### PROBLEM REQUIREMENTS
Produce a word-for-word copy of the data below.
== Segment start ==
PR #228, opened 2015-03-24
Add PHP version check in cake.php

rchavik:
This presents a friendlier error message for people accidentally
running it with 5.3.  Since this check is in bin/cake.php, it should
not affect normal web requests.

Related: cakephp/cakephp#6157

Note: No `3.1` branch yet, so this is still targeted on `master`.

### DIFF
--- a/bin/cake.php
+++ b/bin/cake.php
@@ -15,6 +15,19 @@
  * @since         2.0.0
  * @license       http://www.opensource.org/licenses/mit-license.php MIT License
  */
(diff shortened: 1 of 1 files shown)


antograssiot:
:+1: Hopefully that will save some users inputs

jadb:
Hmm, maybe I am missing something but doesn't composer do version checks? And isn't cake3 only `composer install`-supported?

PR #231, opened 2015-04-02
Calling parent initialize on controller

jrbasso:
The parent method (Cake's Controller) is empty, but is a good practice to call it in case the parent starts to implement something.

Also, the doc examples also include the parent call, so give more consistency.


ADmad:
:+1:

antograssiot:
:+1:

PR #240, opened 2015-04-28
Enable parsing locale dates by default 

dereuromark:
to match auto localization of Time() when used as string in form inputs.
This is relevant for datetime form fields as strings, for dropdowns it is currently working fine out of the box.

Resolves https://github.com/cakephp/cakephp/pull/6351


markstory:
Seems reasonable to me.

CauanCabral:
:+1:

PR #243, opened 2015-05-07
Update debugkit version to get ajax requests display support

ADmad:


lorenzo:
I don't think it is wise to update cakephp at this moment :P

ADmad:
Oh f***, I need more coffee.

ceeram:
:coffee:

PR #244, opened 2015-05-07
Turn on serialization by default for JsonView/XmlView.

ADmad:
Refs cakephp/cakephp#6502

### DIFF
--- a/src/Controller/AppController.php
+++ b/src/Controller/AppController.php
@@ -49,7 +49,7 @@ class AppController extends Controller
      */
     public function beforeRender(Event $event)
     {
-        if (in_array($this->viewClass, ['Json', 'Xml'])) {
+        if (in_array($this->response->type(), ['application/json', 'application/xml'])) {
             $this->set('_serialize', true);
         }
     }
--- a/src/Controller/AppController.php
+++ b/src/Controller/AppController.php
@@ -49,7 +49,7 @@ class AppController extends Controller
      */
     public function beforeRender(Event $event)
     {
-        if ($this->viewClass === 'Json') {
+        if (in_array($this->viewClass, ['Json', 'Xml'])) {
             $this->set('_serialize', true);
         }
     }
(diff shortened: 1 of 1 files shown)


src/Controller/AppController.php
```diff
@@ -39,4 +40,17 @@ public function initialize()
...
+     * Before render callback.
+     *
+     * @param \Cake\Event\Event $event The beforeRender event.
+     * @return void
+     */
+    public function beforeRender(Event $event)
+    {
+        if ($this->viewClass === 'JsonView') {
+            $this->set('_serialize', true);
+        }
```
markstory: What about xmlview?

josegonzalez: Also, what if the fully-qualified namespace is used?

ADmad: > What about xmlview?

The check should be updated when same feature is implemented for XmlView too :)

> Also, what if the fully-qualified namespace is used?

RequestHandler sets the viewClass to `JsonView` so I added check for that. If someone is manually setting the fully namespaced class name or a custom class they should update this check accordingly. In general the app skeleton is meant to be customized as per ones needs.

ADmad:
Turned on serialization for XmlView too. 

Instead of checking `viewClass` how about checking for response type instead?

src/Controller/AppController.php
```diff
@@ -39,4 +40,17 @@ public function initialize()
         parent::initialize();
         $this->loadComponent('Flash');
```
lorenzo: Should we add RequestHandler ?

dereuromark: Makes sense.

ADmad: Yup,  will do.

ADmad:
Loaded `RequestHandler`.

markstory:
This looks good :+1:

lorenzo:
@ADmad I just merged this, but the second after I thought a problem with this. This will override any `_serialize` already set from the controller action :(

ADmad:
@lorenzo Fixing it.

PR #251, opened 2015-05-30
New design added together with new bake template

mtkocak:
muted scheme is used

### DIFF
--- a/webroot/css/cake.css
+++ b/webroot/css/cake.css
@@ -399,7 +399,7 @@ pre {
 }
 
 .side-nav li.heading {
-  color: #373737;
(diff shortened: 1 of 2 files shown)


mtkocak:
https://github.com/cakephp/cakephp/issues/6679#issuecomment-107060805

webroot/css/cake.css
```diff
@@ -382,3 +382,175 @@ pre {
   color: red;
   margin-right: 9px;
 }
+
+/* Midori Universal */
```
AD7six: This comment shouldn't be here =)

PR #254, opened 2015-06-06
Updated doc blocks to remove reference to bake and replaced with some…

garethellis36:
…thing more relevant

### DIFF
--- a/bin/cake.bat
+++ b/bin/cake.bat
@@ -1,6 +1,6 @@
 ::::::::::::::::::::::::::::::::::::::::::::::::::::::::::::::::::::::::::::::::
 ::
-:: Bake is a shell script for running CakePHP bake script
+:: Windows batch script for invoking CakePHP shell commands
 ::
 :: CakePHP(tm) : Rapid Development Framework (http://cakephp.org)
 :: Copyright (c) Cake Software Foundation, Inc. (http://cakefoundation.org)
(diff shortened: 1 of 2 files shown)


bin/cake.bat
```diff
@@ -1,30 +1,30 @@
...
-SET lib=%~dp0
-
-php "%lib%cake.php" %*
-
-echo.
-
-exit /B %ERRORLEVEL%
+::::::::::::::::::::::::::::::::::::::::::::::::::::::::::::::::::::::::::::::::
+::
+:: Windows batch script for invoking CakePHP shell commands
```
markstory: Looks like newlines may have changed. This file needs to have crlf endings as it is for windows.

garethellis36:
Ah yes. I'll sort that.

bin/cake.bat
garethellis36: Slightly confused as when I open cake.bat in Sublime/PhpStorm, it's showing as CRLF already.

markstory: Odd, the current file shows as CRLF for me in vim as well.

garethellis36: I checked this out on my windows laptop and it shows as CRLF on there (and works fine). Could it be a git setting on my Mac? I could start over and do the bash script on my Mac and the .bat file on Windows to see if it helps :-)

markstory: That might help. The line endings could be changed by mac git/editor for sure.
== Segment end ==
### SOLUTION FOR THIS PROBLEM
PR #228, opened 2015-03-24
Add PHP version check in cake.php

rchavik:
This presents a friendlier error message for people accidentally
running it with 5.3.  Since this check is in bin/cake.php, it should
not affect normal web requests.

Related: cakephp/cakephp#6157

Note: No `3.1` branch yet, so this is still targeted on `master`.

### DIFF
--- a/bin/cake.php
+++ b/bin/cake.php
@@ -15,6 +15,19 @@
  * @since         2.0.0
  * @license       http://www.opensource.org/licenses/mit-license.php MIT License
  */
(diff shortened: 1 of 1 files shown)


antograssiot:
:+1: Hopefully that will save some users inputs

jadb:
Hmm, maybe I am missing something but doesn't composer do version checks? And isn't cake3 only `composer install`-supported?

PR #231, opened 2015-04-02
Calling parent initialize on controller

jrbasso:
The parent method (Cake's Controller) is empty, but is a good practice to call it in case the parent starts to implement something.

Also, the doc examples also include the parent call, so give more consistency.


ADmad:
:+1:

antograssiot:
:+1:

PR #240, opened 2015-04-28
Enable parsing locale dates by default 

dereuromark:
to match auto localization of Time() when used as string in form inputs.
This is relevant for datetime form fields as strings, for dropdowns it is currently working fine out of the box.

Resolves https://github.com/cakephp/cakephp/pull/6351


markstory:
Seems reasonable to me.

CauanCabral:
:+1:

PR #243, opened 2015-05-07
Update debugkit version to get ajax requests display support

ADmad:


lorenzo:
I don't think it is wise to update cakephp at this moment :P

ADmad:
Oh f***, I need more coffee.

ceeram:
:coffee:

PR #244, opened 2015-05-07
Turn on serialization by default for JsonView/XmlView.

ADmad:
Refs cakephp/cakephp#6502

### DIFF
--- a/src/Controller/AppController.php
+++ b/src/Controller/AppController.php
@@ -49,7 +49,7 @@ class AppController extends Controller
      */
     public function beforeRender(Event $event)
     {
-        if (in_array($this->viewClass, ['Json', 'Xml'])) {
+        if (in_array($this->response->type(), ['application/json', 'application/xml'])) {
             $this->set('_serialize', true);
         }
     }
--- a/src/Controller/AppController.php
+++ b/src/Controller/AppController.php
@@ -49,7 +49,7 @@ class AppController extends Controller
      */
     public function beforeRender(Event $event)
     {
-        if ($this->viewClass === 'Json') {
+        if (in_array($this->viewClass, ['Json', 'Xml'])) {
             $this->set('_serialize', true);
         }
     }
(diff shortened: 1 of 1 files shown)


src/Controller/AppController.php
```diff
@@ -39,4 +40,17 @@ public function initialize()
...
+     * Before render callback.
+     *
+     * @param \Cake\Event\Event $event The beforeRender event.
+     * @return void
+     */
+    public function beforeRender(Event $event)
+    {
+        if ($this->viewClass === 'JsonView') {
+            $this->set('_serialize', true);
+        }
```
markstory: What about xmlview?

josegonzalez: Also, what if the fully-qualified namespace is used?

ADmad: > What about xmlview?

The check should be updated when same feature is implemented for XmlView too :)

> Also, what if the fully-qualified namespace is used?

RequestHandler sets the viewClass to `JsonView` so I added check for that. If someone is manually setting the fully namespaced class name or a custom class they should update this check accordingly. In general the app skeleton is meant to be customized as per ones needs.

ADmad:
Turned on serialization for XmlView too. 

Instead of checking `viewClass` how about checking for response type instead?

src/Controller/AppController.php
```diff
@@ -39,4 +40,17 @@ public function initialize()
         parent::initialize();
         $this->loadComponent('Flash');
```
lorenzo: Should we add RequestHandler ?

dereuromark: Makes sense.

ADmad: Yup,  will do.

ADmad:
Loaded `RequestHandler`.

markstory:
This looks good :+1:

lorenzo:
@ADmad I just merged this, but the second after I thought a problem with this. This will override any `_serialize` already set from the controller action :(

ADmad:
@lorenzo Fixing it.

PR #251, opened 2015-05-30
New design added together with new bake template

mtkocak:
muted scheme is used

### DIFF
--- a/webroot/css/cake.css
+++ b/webroot/css/cake.css
@@ -399,7 +399,7 @@ pre {
 }
 
 .side-nav li.heading {
-  color: #373737;
(diff shortened: 1 of 2 files shown)


mtkocak:
https://github.com/cakephp/cakephp/issues/6679#issuecomment-107060805

webroot/css/cake.css
```diff
@@ -382,3 +382,175 @@ pre {
   color: red;
   margin-right: 9px;
 }
+
+/* Midori Universal */
```
AD7six: This comment shouldn't be here =)

PR #254, opened 2015-06-06
Updated doc blocks to remove reference to bake and replaced with some…

garethellis36:
…thing more relevant

### DIFF
--- a/bin/cake.bat
+++ b/bin/cake.bat
@@ -1,6 +1,6 @@
 ::::::::::::::::::::::::::::::::::::::::::::::::::::::::::::::::::::::::::::::::
 ::
-:: Bake is a shell script for running CakePHP bake script
+:: Windows batch script for invoking CakePHP shell commands
 ::
 :: CakePHP(tm) : Rapid Development Framework (http://cakephp.org)
 :: Copyright (c) Cake Software Foundation, Inc. (http://cakefoundation.org)
(diff shortened: 1 of 2 files shown)


bin/cake.bat
```diff
@@ -1,30 +1,30 @@
...
-SET lib=%~dp0
-
-php "%lib%cake.php" %*
-
-echo.
-
-exit /B %ERRORLEVEL%
+::::::::::::::::::::::::::::::::::::::::::::::::::::::::::::::::::::::::::::::::
+::
+:: Windows batch script for invoking CakePHP shell commands
```
markstory: Looks like newlines may have changed. This file needs to have crlf endings as it is for windows.

garethellis36:
Ah yes. I'll sort that.

bin/cake.bat
garethellis36: Slightly confused as when I open cake.bat in Sublime/PhpStorm, it's showing as CRLF already.

markstory: Odd, the current file shows as CRLF for me in vim as well.

garethellis36: I checked this out on my windows laptop and it shows as CRLF on there (and works fine). Could it be a git setting on my Mac? I could start over and do the bash script on my Mac and the .bat file on Windows to see if it helps :-)

markstory: That might help. The line endings could be changed by mac git/editor for sure.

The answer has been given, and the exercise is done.